++++ GIVEN DATA

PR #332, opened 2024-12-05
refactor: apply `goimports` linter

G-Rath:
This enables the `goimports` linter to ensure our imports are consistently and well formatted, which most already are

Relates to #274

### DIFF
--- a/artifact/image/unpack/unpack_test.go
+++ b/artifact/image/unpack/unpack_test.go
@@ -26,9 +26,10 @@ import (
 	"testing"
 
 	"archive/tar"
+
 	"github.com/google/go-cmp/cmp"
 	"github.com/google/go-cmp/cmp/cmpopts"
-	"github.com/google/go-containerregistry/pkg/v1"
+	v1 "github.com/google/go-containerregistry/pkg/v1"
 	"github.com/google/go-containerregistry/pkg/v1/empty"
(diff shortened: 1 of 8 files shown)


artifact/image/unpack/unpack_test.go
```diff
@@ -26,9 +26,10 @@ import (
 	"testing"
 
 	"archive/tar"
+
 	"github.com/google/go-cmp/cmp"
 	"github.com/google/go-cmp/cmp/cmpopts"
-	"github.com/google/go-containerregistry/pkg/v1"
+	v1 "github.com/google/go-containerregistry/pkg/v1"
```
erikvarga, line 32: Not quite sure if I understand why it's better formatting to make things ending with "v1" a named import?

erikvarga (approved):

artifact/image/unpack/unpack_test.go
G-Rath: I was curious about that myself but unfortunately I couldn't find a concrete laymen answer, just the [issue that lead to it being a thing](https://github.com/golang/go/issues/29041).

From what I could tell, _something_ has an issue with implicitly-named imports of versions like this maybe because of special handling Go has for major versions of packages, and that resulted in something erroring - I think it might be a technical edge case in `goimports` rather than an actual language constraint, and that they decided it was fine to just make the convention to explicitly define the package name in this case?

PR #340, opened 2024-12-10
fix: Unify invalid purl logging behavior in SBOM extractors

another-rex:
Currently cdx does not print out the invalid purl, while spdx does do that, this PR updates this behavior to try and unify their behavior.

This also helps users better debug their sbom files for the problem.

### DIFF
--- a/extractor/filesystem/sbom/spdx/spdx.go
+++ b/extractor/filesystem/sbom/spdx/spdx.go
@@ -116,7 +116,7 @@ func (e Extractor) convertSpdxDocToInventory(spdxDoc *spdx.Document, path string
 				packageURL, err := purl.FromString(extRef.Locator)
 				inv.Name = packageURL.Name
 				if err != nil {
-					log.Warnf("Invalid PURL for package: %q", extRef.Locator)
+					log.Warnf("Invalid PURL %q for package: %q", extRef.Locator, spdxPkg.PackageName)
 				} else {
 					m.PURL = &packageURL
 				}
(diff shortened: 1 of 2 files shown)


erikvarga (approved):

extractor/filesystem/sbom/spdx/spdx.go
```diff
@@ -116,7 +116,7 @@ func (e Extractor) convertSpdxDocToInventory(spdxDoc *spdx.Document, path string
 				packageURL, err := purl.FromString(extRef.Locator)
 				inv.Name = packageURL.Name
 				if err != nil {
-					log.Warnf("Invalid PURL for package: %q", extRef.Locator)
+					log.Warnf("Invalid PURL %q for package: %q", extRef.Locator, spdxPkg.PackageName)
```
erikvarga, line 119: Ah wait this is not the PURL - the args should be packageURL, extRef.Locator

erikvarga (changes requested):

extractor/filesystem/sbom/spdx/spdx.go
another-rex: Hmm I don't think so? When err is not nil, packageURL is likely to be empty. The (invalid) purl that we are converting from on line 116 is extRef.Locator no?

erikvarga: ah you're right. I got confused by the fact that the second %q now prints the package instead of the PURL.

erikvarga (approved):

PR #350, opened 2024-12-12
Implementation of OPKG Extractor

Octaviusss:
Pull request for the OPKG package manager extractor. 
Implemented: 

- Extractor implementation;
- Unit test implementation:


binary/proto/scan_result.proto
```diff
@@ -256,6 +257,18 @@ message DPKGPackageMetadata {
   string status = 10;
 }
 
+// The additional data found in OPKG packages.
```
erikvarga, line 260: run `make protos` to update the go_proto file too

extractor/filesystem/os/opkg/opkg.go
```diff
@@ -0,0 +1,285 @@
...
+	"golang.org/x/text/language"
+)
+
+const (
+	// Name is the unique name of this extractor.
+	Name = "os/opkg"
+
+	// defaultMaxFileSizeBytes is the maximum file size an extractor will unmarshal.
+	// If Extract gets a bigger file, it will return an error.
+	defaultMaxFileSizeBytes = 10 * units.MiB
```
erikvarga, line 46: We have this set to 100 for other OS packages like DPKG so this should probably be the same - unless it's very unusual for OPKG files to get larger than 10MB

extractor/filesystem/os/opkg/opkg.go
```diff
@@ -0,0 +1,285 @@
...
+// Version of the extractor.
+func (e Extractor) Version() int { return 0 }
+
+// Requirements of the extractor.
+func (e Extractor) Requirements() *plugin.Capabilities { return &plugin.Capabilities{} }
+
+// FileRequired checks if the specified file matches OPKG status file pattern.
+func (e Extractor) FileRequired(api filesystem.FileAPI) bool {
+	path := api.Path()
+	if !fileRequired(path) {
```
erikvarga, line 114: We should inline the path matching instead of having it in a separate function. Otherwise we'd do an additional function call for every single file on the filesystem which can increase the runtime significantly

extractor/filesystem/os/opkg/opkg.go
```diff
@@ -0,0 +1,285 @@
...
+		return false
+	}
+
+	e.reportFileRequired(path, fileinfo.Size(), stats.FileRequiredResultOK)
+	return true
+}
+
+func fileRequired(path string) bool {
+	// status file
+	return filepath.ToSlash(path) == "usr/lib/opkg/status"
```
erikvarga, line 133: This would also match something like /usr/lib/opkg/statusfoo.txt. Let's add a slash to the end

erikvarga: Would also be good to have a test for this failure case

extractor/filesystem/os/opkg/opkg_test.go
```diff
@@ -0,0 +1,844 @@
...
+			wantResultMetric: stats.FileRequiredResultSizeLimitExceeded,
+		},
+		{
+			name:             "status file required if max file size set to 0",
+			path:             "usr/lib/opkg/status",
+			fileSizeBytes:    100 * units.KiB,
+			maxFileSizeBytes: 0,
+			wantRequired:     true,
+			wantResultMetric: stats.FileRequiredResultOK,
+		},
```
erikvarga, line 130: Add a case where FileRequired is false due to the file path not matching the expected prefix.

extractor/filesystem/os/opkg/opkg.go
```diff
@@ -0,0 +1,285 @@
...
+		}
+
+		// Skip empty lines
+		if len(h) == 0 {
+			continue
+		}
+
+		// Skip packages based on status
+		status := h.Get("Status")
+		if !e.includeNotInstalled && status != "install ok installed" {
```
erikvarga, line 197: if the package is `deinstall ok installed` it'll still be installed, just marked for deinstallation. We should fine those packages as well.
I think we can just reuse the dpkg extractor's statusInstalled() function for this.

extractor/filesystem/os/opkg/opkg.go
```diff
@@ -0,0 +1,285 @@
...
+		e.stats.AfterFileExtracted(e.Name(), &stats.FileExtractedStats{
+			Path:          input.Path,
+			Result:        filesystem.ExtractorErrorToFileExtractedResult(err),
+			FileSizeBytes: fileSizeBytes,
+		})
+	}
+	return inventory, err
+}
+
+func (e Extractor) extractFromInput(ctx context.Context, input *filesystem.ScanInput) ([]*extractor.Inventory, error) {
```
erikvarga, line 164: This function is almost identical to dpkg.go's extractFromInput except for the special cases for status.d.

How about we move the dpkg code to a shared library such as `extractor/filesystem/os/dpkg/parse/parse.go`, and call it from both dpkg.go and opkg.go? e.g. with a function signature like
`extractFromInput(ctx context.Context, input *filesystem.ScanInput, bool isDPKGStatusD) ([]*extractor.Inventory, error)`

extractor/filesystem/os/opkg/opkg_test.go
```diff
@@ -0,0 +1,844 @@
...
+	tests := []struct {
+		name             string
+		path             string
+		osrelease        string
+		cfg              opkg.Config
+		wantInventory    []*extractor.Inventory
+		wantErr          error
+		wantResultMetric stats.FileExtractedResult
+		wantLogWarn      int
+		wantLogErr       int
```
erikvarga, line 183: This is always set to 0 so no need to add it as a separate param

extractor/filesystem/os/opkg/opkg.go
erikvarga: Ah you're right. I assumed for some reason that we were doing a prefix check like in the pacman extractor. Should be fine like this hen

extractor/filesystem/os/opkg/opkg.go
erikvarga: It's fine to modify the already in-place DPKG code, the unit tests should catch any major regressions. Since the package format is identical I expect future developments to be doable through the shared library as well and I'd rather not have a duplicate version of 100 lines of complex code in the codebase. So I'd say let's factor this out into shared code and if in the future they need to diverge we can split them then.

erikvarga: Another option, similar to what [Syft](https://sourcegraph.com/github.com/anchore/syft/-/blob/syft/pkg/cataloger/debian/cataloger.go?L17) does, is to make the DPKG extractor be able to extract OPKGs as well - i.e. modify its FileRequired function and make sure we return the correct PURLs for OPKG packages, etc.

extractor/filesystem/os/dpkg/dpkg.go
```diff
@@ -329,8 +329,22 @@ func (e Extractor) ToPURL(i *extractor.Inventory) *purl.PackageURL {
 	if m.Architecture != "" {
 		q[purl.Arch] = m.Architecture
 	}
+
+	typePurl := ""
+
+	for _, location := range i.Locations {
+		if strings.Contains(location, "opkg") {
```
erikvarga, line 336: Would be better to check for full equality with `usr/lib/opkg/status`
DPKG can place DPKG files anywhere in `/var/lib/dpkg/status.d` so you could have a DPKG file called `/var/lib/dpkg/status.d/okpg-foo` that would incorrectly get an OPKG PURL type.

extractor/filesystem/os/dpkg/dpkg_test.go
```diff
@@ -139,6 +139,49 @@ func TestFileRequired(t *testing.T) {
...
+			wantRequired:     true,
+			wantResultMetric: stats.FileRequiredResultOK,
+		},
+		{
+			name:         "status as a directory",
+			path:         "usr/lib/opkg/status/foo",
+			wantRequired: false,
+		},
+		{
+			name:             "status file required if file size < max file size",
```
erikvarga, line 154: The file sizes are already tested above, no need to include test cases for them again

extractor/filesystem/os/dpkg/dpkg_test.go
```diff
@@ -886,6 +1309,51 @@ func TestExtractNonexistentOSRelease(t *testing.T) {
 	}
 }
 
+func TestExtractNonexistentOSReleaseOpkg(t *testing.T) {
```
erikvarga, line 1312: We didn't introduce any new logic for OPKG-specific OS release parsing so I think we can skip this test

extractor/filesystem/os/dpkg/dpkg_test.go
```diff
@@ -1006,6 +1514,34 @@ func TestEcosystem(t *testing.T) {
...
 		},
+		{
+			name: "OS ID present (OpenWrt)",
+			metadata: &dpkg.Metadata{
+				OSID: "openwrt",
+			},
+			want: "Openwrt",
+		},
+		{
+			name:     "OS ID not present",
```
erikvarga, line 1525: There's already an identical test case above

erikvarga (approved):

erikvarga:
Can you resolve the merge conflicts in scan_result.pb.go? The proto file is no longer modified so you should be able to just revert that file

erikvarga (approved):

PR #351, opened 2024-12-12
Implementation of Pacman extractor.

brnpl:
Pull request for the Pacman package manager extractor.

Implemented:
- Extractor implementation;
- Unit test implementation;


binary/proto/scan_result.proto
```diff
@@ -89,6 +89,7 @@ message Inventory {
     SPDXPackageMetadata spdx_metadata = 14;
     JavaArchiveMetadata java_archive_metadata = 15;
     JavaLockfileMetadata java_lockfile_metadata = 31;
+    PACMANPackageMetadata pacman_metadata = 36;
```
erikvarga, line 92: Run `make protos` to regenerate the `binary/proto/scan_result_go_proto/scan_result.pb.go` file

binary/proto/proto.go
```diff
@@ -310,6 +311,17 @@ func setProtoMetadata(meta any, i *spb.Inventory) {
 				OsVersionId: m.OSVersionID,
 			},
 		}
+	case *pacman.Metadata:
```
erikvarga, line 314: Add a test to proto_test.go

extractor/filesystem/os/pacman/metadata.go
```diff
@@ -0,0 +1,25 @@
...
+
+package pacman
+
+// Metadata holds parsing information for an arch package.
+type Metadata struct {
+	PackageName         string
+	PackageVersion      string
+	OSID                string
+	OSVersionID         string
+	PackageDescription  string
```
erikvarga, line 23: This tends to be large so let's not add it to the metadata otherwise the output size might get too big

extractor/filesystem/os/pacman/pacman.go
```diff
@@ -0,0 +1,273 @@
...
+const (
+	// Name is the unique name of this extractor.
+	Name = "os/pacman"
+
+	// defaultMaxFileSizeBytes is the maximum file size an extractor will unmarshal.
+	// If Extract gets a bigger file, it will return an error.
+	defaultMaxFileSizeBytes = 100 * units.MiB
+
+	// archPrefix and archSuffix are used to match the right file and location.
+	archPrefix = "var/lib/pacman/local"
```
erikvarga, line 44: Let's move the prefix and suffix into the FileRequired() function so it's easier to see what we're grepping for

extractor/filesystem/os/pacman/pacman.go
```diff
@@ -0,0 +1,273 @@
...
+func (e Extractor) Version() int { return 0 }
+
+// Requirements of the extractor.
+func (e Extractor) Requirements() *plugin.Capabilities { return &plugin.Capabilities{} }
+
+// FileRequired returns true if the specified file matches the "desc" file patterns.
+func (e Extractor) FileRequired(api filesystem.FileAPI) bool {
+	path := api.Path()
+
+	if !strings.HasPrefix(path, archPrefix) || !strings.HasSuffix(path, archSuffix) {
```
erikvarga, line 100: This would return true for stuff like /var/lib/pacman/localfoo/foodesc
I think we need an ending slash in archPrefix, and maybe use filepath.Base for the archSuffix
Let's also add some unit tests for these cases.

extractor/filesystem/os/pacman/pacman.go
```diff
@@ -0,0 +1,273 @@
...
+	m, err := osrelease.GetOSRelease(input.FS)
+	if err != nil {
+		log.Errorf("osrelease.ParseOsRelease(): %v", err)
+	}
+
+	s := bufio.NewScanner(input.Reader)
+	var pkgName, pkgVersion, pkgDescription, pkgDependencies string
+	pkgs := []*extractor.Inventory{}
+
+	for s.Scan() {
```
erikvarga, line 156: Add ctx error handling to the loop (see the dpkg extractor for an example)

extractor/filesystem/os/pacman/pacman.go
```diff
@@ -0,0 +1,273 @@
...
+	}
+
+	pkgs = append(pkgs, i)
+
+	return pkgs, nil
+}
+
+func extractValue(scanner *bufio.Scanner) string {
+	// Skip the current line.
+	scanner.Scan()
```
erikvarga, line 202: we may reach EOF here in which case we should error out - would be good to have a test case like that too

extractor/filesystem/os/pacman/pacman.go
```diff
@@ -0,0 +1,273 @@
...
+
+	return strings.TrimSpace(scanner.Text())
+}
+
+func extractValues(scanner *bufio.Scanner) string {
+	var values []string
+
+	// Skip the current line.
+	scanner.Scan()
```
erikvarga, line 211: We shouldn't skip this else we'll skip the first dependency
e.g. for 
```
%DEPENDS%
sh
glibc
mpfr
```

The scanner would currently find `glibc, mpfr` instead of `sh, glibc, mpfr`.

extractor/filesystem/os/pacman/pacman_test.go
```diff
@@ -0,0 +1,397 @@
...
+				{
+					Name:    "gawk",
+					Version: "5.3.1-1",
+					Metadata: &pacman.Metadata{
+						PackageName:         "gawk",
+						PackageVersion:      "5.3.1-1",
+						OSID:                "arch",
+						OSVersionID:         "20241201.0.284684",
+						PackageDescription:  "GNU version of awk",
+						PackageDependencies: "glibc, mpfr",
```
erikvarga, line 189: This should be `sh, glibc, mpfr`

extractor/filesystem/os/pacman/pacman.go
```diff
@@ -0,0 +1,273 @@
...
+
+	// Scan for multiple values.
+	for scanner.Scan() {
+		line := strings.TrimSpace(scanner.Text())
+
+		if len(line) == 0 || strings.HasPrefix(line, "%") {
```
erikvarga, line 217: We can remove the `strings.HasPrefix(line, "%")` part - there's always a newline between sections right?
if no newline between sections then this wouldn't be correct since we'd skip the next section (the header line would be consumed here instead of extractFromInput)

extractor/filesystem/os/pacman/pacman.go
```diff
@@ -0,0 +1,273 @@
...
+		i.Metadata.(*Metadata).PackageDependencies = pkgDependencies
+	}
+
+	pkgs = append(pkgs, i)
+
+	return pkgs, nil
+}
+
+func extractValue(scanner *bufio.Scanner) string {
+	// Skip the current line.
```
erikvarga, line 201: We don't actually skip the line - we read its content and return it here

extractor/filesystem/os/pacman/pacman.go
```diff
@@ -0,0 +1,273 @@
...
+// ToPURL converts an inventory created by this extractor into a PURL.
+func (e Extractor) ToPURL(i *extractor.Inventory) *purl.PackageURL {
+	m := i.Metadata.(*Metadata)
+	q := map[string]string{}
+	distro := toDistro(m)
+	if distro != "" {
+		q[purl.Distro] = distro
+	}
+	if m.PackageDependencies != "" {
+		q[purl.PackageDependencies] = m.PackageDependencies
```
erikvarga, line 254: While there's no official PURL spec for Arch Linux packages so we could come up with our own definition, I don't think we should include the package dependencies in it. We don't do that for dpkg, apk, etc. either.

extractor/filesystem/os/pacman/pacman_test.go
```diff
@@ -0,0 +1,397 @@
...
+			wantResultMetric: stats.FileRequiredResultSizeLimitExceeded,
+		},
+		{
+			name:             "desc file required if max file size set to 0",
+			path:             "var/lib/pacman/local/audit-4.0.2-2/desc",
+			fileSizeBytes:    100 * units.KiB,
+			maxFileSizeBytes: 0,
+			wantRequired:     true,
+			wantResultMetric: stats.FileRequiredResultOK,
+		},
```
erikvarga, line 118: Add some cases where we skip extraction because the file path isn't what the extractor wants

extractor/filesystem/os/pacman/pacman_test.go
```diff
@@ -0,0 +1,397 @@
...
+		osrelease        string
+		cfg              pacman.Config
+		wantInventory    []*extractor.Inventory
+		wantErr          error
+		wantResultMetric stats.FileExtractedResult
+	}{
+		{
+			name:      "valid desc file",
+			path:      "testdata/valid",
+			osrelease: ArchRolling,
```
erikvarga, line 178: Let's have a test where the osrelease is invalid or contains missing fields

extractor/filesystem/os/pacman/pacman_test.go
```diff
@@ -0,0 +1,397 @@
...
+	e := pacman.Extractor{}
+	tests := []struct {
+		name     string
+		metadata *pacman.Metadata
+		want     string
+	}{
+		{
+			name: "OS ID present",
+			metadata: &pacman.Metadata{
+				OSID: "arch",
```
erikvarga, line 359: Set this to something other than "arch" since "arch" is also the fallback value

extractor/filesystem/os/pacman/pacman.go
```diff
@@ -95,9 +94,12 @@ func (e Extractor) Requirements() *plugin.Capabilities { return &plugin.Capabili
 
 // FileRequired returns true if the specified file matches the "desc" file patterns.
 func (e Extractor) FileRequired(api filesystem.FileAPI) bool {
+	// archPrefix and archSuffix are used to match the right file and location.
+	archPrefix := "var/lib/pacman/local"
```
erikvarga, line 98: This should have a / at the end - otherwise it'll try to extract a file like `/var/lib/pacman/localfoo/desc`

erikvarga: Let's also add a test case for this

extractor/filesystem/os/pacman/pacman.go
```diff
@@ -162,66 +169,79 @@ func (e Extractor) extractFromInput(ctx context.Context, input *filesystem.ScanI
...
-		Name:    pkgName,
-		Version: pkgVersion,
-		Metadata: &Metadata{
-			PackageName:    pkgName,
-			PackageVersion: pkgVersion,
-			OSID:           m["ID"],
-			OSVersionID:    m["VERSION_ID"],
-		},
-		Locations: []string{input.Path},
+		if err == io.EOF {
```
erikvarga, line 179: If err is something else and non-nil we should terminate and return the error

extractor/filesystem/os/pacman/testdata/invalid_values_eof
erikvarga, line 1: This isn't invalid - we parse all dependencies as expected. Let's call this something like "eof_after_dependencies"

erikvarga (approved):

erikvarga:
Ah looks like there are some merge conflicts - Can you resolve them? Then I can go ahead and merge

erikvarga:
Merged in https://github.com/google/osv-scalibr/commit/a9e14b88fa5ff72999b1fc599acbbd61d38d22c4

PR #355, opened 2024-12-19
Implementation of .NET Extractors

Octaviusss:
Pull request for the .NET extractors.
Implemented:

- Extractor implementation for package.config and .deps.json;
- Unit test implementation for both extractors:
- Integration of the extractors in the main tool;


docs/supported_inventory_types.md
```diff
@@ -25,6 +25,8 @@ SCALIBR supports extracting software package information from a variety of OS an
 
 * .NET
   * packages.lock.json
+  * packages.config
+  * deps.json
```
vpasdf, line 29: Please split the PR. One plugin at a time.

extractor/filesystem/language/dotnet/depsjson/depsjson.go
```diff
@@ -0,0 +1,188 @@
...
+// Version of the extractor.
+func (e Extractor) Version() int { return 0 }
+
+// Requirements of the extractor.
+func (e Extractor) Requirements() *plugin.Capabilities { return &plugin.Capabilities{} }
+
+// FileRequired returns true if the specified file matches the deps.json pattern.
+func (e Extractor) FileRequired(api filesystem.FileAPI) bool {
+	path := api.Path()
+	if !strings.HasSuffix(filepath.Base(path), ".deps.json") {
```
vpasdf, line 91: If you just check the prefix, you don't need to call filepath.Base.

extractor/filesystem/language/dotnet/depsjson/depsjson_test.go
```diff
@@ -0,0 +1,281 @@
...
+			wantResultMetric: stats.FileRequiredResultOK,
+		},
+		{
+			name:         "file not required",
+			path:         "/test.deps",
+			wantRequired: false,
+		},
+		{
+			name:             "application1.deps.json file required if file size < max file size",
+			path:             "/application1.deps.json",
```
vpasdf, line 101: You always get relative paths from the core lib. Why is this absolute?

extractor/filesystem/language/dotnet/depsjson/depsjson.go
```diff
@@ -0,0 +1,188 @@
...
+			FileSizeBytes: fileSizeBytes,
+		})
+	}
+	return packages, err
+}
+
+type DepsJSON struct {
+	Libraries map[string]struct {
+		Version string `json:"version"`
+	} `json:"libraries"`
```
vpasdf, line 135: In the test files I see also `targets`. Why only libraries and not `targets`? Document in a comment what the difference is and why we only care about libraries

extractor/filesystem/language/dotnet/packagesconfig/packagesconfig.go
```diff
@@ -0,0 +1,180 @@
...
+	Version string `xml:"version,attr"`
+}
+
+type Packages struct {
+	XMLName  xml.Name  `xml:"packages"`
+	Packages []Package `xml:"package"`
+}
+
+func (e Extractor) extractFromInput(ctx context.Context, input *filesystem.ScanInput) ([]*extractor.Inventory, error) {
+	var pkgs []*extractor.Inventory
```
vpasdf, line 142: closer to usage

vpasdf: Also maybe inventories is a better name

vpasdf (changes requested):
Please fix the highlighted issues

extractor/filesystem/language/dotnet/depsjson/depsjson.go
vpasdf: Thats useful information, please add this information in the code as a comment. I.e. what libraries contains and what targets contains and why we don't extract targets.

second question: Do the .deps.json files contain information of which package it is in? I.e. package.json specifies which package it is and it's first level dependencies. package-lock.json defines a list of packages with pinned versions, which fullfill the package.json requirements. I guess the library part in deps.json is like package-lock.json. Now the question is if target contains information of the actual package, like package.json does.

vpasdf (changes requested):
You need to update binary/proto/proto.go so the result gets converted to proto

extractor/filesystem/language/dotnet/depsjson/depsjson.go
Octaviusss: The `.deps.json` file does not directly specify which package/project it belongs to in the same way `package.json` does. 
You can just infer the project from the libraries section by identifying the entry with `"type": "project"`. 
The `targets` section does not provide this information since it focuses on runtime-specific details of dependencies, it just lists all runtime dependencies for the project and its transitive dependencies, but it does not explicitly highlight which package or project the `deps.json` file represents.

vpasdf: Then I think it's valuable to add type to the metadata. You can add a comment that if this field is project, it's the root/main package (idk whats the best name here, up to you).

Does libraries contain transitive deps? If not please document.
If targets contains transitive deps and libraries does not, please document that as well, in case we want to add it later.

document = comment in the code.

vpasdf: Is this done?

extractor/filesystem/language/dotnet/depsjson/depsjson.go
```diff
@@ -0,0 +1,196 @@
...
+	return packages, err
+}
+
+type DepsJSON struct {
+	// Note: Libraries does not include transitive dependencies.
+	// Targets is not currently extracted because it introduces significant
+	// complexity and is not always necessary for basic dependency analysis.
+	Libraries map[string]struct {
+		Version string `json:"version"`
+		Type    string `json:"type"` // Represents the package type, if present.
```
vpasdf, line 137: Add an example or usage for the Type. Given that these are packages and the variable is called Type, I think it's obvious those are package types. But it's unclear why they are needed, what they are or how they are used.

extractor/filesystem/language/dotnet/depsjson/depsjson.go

++++++++

EXERCISE REQUIREMENTS: Check each line above for the string "binary" and copy every line that has it.

WRITTEN ANSWER:
binary/proto/scan_result.proto
binary/proto/scan_result.proto
erikvarga, line 92: Run `make protos` to regenerate the `binary/proto/scan_result_go_proto/scan_result.pb.go` file
binary/proto/proto.go
You need to update binary/proto/proto.go so the result gets converted to proto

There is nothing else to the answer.